Issue #48, opened 2026-06-07
optimize long multi-term OR queries


ekechinwokah:
our [performance degrades](https://github.com/infino-ai/infino/tree/main/benches) on long FTS `OR` queries:

Query | hot | cold | Peak RSS | Median RSS | P90 RSS | Peak RSS Δ
-- | -- | -- | -- | -- | -- | --
single_rare | 2.78 ms | 320.45 ms | 10.88 GiB | 10.81 GiB | 10.82 GiB | —
single_common | 2.79 ms | 316.83 ms | 10.88 GiB | 10.81 GiB | 10.82 GiB | —
two_term_or | 3.20 ms | 434.43 ms | 10.88 GiB | 10.81 GiB | 10.82 GiB | —
three_wide_or | 5.65 ms | 523.44 ms | 10.88 GiB | 10.81 GiB | 10.82 GiB | —
three_similar_or | 12.06 ms | 495.48 ms | 10.88 GiB | 10.81 GiB | 10.82 GiB | —
five_term_or | 24.29 ms | 523.85 ms | 10.88 GiB | 10.81 GiB | 10.82 GiB | —
ten_term_or | 65.30 ms | 441.77 ms | 10.88 GiB | 10.81 GiB | 10.82 GiB | —
prefix | 51.61 ms | 484.51 ms | 10.88 GiB | 10.81 GiB | 10.82 GiB | —

`AND` queries seem ok for now.

Query | hot | cold | Peak RSS | Median RSS | P90 RSS | Peak RSS Δ
-- | -- | -- | -- | -- | -- | --
two_term_and | 199.03 µs | 139.63 ms | 5.56 GiB | 3.44 GiB | 3.51 GiB | -5.7% improved
three_wide_and | 3.39 ms | 163.54 ms | 5.56 GiB | 3.44 GiB | 3.51 GiB | -5.7% improved
three_similar_and | 5.64 ms | 158.71 ms | 5.56 GiB | 3.44 GiB | 3.51 GiB | -5.7% improved
five_term_and | 6.94 ms | 159.05 ms | 5.56 GiB | 3.44 GiB | 3.51 GiB | -5.7% improved
ten_term_and | 7.99 ms | 182.98 ms | 5.56 GiB | 3.44 GiB | 3.51 GiB | -5.7% improved

vinaykakade:
## Baseline — current `main`, 10M docs

[...]

PR #160, opened 2026-06-16
feat(fts): add Supertable::count — count-only matcher with O(1) df fast path

vinaykakade:
## What

Adds a public `Supertable::count(column, query, mode) -> u64`: count the documents matching an FTS query, with **no scoring and no row materialization**.

- **single token, no deletes** → resolves from the term dictionary's stored document frequency (`term_df`, O(1) per superfile, no posting decode).
- **multi-token / deleted rows** → falls back to the candidate doc-id set minus tombstones.

It's the count-collector analog of `bm25_search`.

## Why

Counting matches previously had no dedicated path: the only way to get a match count was `bm25_search(k = usize::MAX)`, which scores every hit and builds a top-k heap just to discard the scores. For a common term that's tens of milliseconds (score 1M docs) to produce a number the dictionary already stores. This adds the missing count path: O(1) from the stored document frequency for the common single-term case, and a scoreless candidate-set walk otherwise.

## Benchmarks

Count battery added to the superfile + supertable FTS benches: `count()` vs the old `bm25_search(k = usize::MAX)` path, both asserted to return the same count. Superfile tier, 1M docs:

**OR / single-term**

| Query | matches | count() | bm25 (k=MAX) | speedup |
|---|---|---|---|---|
| single_common | 1M | 250 ns | 44.12 ms | **176,495×** |
| single_rare | 2.0K | 209 ns | 5.12 µs | 24.5× |
| two_term_or | 1M | 5.67 ms | 50.28 ms | 8.9× |
| ten_term_or | 977.5K | 34.01 ms | 118.87 ms | 3.5× |

**AND** — the second commit unifies the unranked AND match path with the ranked scorer's block flat-merge, so a count is never slower than scoring-everything (it was, for tiny high-frequency intersections):

| Query | matches | count() before → after | speedup before → after |
|---|---|---|---|
| two_term_and | 335.9K | 3.63 ms → 3.09 ms | 2.9× → **3.4×** |
| five_term_and | 3.5K | 5.69 ms → 4.09 ms | 0.7× → **1.0×** |
| ten_term_and | 4 | 9.06 ms → 5.06 ms | 0.5× → **1.0×** |

Ranked `bm25_search` is unchanged across the battery (within run-to-run noise) — the shared traversal is monomorphized per sink, so the scorer keeps its exact codegen.

## Scope

- Public surface: **+1 method** (`public-api.txt` regenerated).
- `superfile/fts`: the multi-term AND intersection is now one traversal shared by the ranked scorer (`ScoreSink`) and the unranked matcher (`CollectSink`) — removes the duplicate per-leader-doc leapfrog and guarantees the two agree on which docs match.
- Benches: `count` section per tier, sharing the measurement via two new `FtsRead` methods.
- Tests: df fast path across superfiles, `And`/`Or` modes, agreement with `token_match`, empties, the tombstone-subtraction path, and the brute-force BM25 oracle (unchanged, still green).
- `make ci` green (check + doctest + coverage; coverage stays >90% on all three metrics).

1. **SQL `COUNT(*)` pushdown** — make `COUNT(*) … WHERE <fts predicate>` resolve via the same core instead of a DataFusion Parquet scan. Larger change: the `covered_agg` rewrite is plan-level and decoupled from the reader, so it needs either a reader-aware fold or exact `statistics()` on the `token_match` TVF. Separate PR.

### DIFF
--- a/src/superfile/fts/reader.rs
+++ b/src/superfile/fts/reader.rs
@@ -766,10 +766,11 @@ impl FtsReader {
     /// ascending doc-id order.
     ///
     /// Reuses the same [`build_term_cursors`](Self::build_term_cursors)
-    /// the scored path uses, then walks the cursors with
-    /// [`walk_cursors_unranked`] — no BM25 scoring and no top-k heap, so
-    /// nothing is ranked. Cursors traverse blocks in doc-id order, so
-    /// the result is already ascending (no re-sort).
+    /// the scored path uses, then walks the cursors —
+    /// [`collect_and_intersect`](Self::collect_and_intersect) for `And`,
+    /// [`or_merge_unranked`] for `Or` — with no BM25 scoring and no
+    /// top-k heap, so nothing is ranked. Cursors traverse blocks in
+    /// doc-id order, so the result is already ascending (no re-sort).
     pub async fn token_match(
         &self,
         column: &str,
@@ -792,6 +793,34 @@ impl FtsReader {
                 self.collect_and_intersect(column_id, cursors)
             }
             BoolMode::Or => or_merge_unranked(cursors),
+        })
+    }
+
+    /// Unranked token-match **count** — the cardinality
+    /// [`token_match`](Self::token_match) would return, without
+    /// materializing the doc-id `Vec`. The AND path tallies through a
+    /// [`CountSink`], the OR path counts the union walk; both skip the
+    /// `Vec<u32>` so a high-cardinality count doesn't allocate one id
+    /// per match.
+    pub async fn token_match_count(
+        &self,
+        column: &str,
+        tokens: &[&str],
+        mode: BoolMode,
+    ) -> Result<u64, FtsError> {
+        let column_id = self.resolve_column_id(column)?;
+        if tokens.is_empty() {
+            return Ok(0);
+        }
+        let cursors = self.build_term_cursors(column_id, tokens).await?;
+        Ok(match mode {
+            BoolMode::And => {
+                if cursors.len() != tokens.len() {
+                    return Ok(0);
+                }
+                self.count_and_intersect(column_id, cursors)
+            }
+            BoolMode::Or => or_count_unranked(cursors),
         })
     }
 
@@ -1474,6 +1503,22 @@ impl FtsReader {
         let mut sink = CollectSink { out: Vec::new() };
         self.and_flat_merge(&mut cursors, dl_norm_k1, &mut sink);
         sink.out
+    }
+
+    /// Unranked multi-term AND **count**: the size of the intersection
+    /// via the same flat-merge as [`collect_and_intersect`](Self::collect_and_intersect),
+    /// but through a [`CountSink`] that tallies hits instead of
+    /// collecting them — no `Vec<u32>` materialized.
+    fn count_and_intersect(&self, column_id: u32, mut cursors: Vec<TermCursor>) -> u64 {
+        if cursors.is_empty() {
+            return 0;
+        }
+        let col_meta = &self.columns[column_id as usize];
+        let dl_norm_k1 = col_meta.dl_norm_k1.as_slice();
+        cursors.sort_by_key(|c| c.block_count());
+        let mut sink = CountSink { n: 0 };
+        self.and_flat_merge(&mut cursors, dl_norm_k1, &mut sink);
+        sink.n
     }
 
     /// Dispatch to the 2-term specialization or the general `n >= 3`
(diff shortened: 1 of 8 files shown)


src/superfile/fts/reader.rs
```diff
@@ -1440,30 +1447,54 @@ impl FtsReader {
...
+    /// over high-frequency terms costs the same posting-list work as the
+    /// ranked search minus the scoring.
+    fn collect_and_intersect(&self, column_id: u32, mut cursors: Vec<TermCursor>) -> Vec<u32> {
+        if cursors.is_empty() {
+            return Vec::new();
+        }
+        let col_meta = &self.columns[column_id as usize];
+        let dl_norm_k1 = col_meta.dl_norm_k1.as_slice();
+        cursors.sort_by_key(|c| c.block_count());
+        let mut sink = CollectSink { out: Vec::new() };
```
savannahar68, line 1503: updates will be rare so we won't have tombstones most of the times
So does it make sense to also have CountSink along with CollectSink? This saves vec allocation

For a query demanding high document count we can save couple of mbs of data

src/superfile/fts/reader.rs
```diff
@@ -2534,48 +2644,25 @@ fn read_u64_le(b: &[u8]) -> u64 {
 /// [`FtsReader::run_and_intersect`] (And) / the OR merge. Cursors
 /// traverse blocks in doc-id order, so the result is ascending with no
 /// extra sort. Used by [`FtsReader::token_match`].
-fn walk_cursors_unranked(mut cursors: Vec<TermCursor>, mode: BoolMode) -> Vec<u32> {
+/// Unranked multi-term OR: the union of the cursors' doc ids in
+/// ascending order. A k-way merge — each step emits the minimum
+/// current doc id across the live cursors and advances every cursor
+/// sitting on it. No scoring; the caller wants membership, not rank.
+fn or_merge_unranked(mut cursors: Vec<TermCursor>) -> Vec<u32> {
```
savannahar68: Here we are scanning all cursors twice per emitted doc. For a 10-term OR with 1M docs that will be worst case 20M scans. A BinaryHeap<(Reverse<u32>, cursor_idx)> would cut this to O(M log k) from O(M*K)

pop min, advance that cursor, push its next value back. Makes a real difference for the OR heavy COUNT queries

src/supertable/query/fts.rs
```diff
@@ -473,6 +473,120 @@ impl SupertableReader {
...
+        let handles: Vec<_> = kept
+            .into_iter()
+            .map(|entry| {
+                let store = Arc::clone(&store);
+                let disk_cache = disk_cache.clone();
+                let storage = storage.clone();
+                let tombstone_cache = tombstone_cache.clone();
+                let column_arc = Arc::clone(&column_arc);
+                let term_arc = Arc::clone(&term_arc);
+                tokio::spawn(async move {
```
savannahar68: if we error on any single superfile we should return early 
similar to other places in code we should use `futures::future::try_join_all` which will help with returning from this path early

src/supertable/query/fts.rs
```diff
@@ -1475,4 +1632,119 @@ mod tests {
         }
         assert_eq!(cursor, 200_000, "sub-ranges tile the whole superfile");
     }
+
+    #[test]
+    fn count_single_term_sums_df_across_superfiles() {
```
savannahar68, line 1619: can we also add a test for multi term across superfiles so that other branch of code is also tested?

savannahar68 (commented):
some perf related changes
pls check

src/supertable/query/fts.rs
vinaykakade: Done

src/supertable/query/fts.rs
vinaykakade: Good call. Done - and also refactored the dispatch::fanout helper so that other queries get this benefit

src/superfile/fts/reader.rs
vinaykakade: The heap did not help for the current dataset. see benchmarks below, so it's better to keep the flat scan. Here's the data (superfile FTS count battery, 1M docs — the OR rows route through or_merge_unranked):
     
  Query (multi-term OR)   matches   scan (current)   heap      delta
  two_term_or             1M        5.61 ms          8.02 ms   +42.8% worse
  three_wide_or           1M        7.82 ms          12.11 ms  +54.8% worse
  three_similar_or        700K      8.88 ms          9.44 ms   +6.3%  worse
  five_term_or            861K      15.90 ms         22.22 ms  +39.7% worse
  ten_term_or             977K      33.63 ms         52.01 ms  +54.6% worse

Two reasons it loses (I think):
  
1. Small K favors the flat scan. With 2–10 terms, the per-doc min-search is over a tiny contiguous array of plain u32s — branch-predictable and cache-resident. The heap trades that for branchy sift-up/down and Reverse tuple comparisons per posting, whose constant factor swamps the log K ≈ 3.3 advantage at K=10.
2. The real cost is O(P·log K), not O(M·log K). P is the total number of postings (sum of term dfs), which is pushed and popped once each. For common OR queries P is much larger than the union size M, so the heap does more work than the O(M·K) scan rather than less.

That said, we might see an advantage of the heap approach at very large K. Let us take it up as part of https://github.com/infino-ai/infino/issues/48

savannahar68: yeah the comment was with intention that k is large and not just couple of terms because that's where we are poor in search bench game compared with turbopuffer

src/superfile/fts/reader.rs
vinaykakade: Done

savannahar68 (approved):
lgtm
we need to also update search benchmark game infino engine to use the count api added in this PR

**PROBLEM STATEMENT**
An exact repetition of the material above is required, from its first line through the line holding "Adds a public", with nothing added.

**TASK ANSWER**
Issue #48, opened 2026-06-07
optimize long multi-term OR queries


ekechinwokah:
our [performance degrades](https://github.com/infino-ai/infino/tree/main/benches) on long FTS `OR` queries:

Query | hot | cold | Peak RSS | Median RSS | P90 RSS | Peak RSS Δ
-- | -- | -- | -- | -- | -- | --
single_rare | 2.78 ms | 320.45 ms | 10.88 GiB | 10.81 GiB | 10.82 GiB | —
single_common | 2.79 ms | 316.83 ms | 10.88 GiB | 10.81 GiB | 10.82 GiB | —
two_term_or | 3.20 ms | 434.43 ms | 10.88 GiB | 10.81 GiB | 10.82 GiB | —
three_wide_or | 5.65 ms | 523.44 ms | 10.88 GiB | 10.81 GiB | 10.82 GiB | —
three_similar_or | 12.06 ms | 495.48 ms | 10.88 GiB | 10.81 GiB | 10.82 GiB | —
five_term_or | 24.29 ms | 523.85 ms | 10.88 GiB | 10.81 GiB | 10.82 GiB | —
ten_term_or | 65.30 ms | 441.77 ms | 10.88 GiB | 10.81 GiB | 10.82 GiB | —
prefix | 51.61 ms | 484.51 ms | 10.88 GiB | 10.81 GiB | 10.82 GiB | —

`AND` queries seem ok for now.

Query | hot | cold | Peak RSS | Median RSS | P90 RSS | Peak RSS Δ
-- | -- | -- | -- | -- | -- | --
two_term_and | 199.03 µs | 139.63 ms | 5.56 GiB | 3.44 GiB | 3.51 GiB | -5.7% improved
three_wide_and | 3.39 ms | 163.54 ms | 5.56 GiB | 3.44 GiB | 3.51 GiB | -5.7% improved
three_similar_and | 5.64 ms | 158.71 ms | 5.56 GiB | 3.44 GiB | 3.51 GiB | -5.7% improved
five_term_and | 6.94 ms | 159.05 ms | 5.56 GiB | 3.44 GiB | 3.51 GiB | -5.7% improved
ten_term_and | 7.99 ms | 182.98 ms | 5.56 GiB | 3.44 GiB | 3.51 GiB | -5.7% improved

vinaykakade:
## Baseline — current `main`, 10M docs

[...]

PR #160, opened 2026-06-16
feat(fts): add Supertable::count — count-only matcher with O(1) df fast path

vinaykakade:
## What

Adds a public `Supertable::count(column, query, mode) -> u64`: count the documents matching an FTS query, with **no scoring and no row materialization**.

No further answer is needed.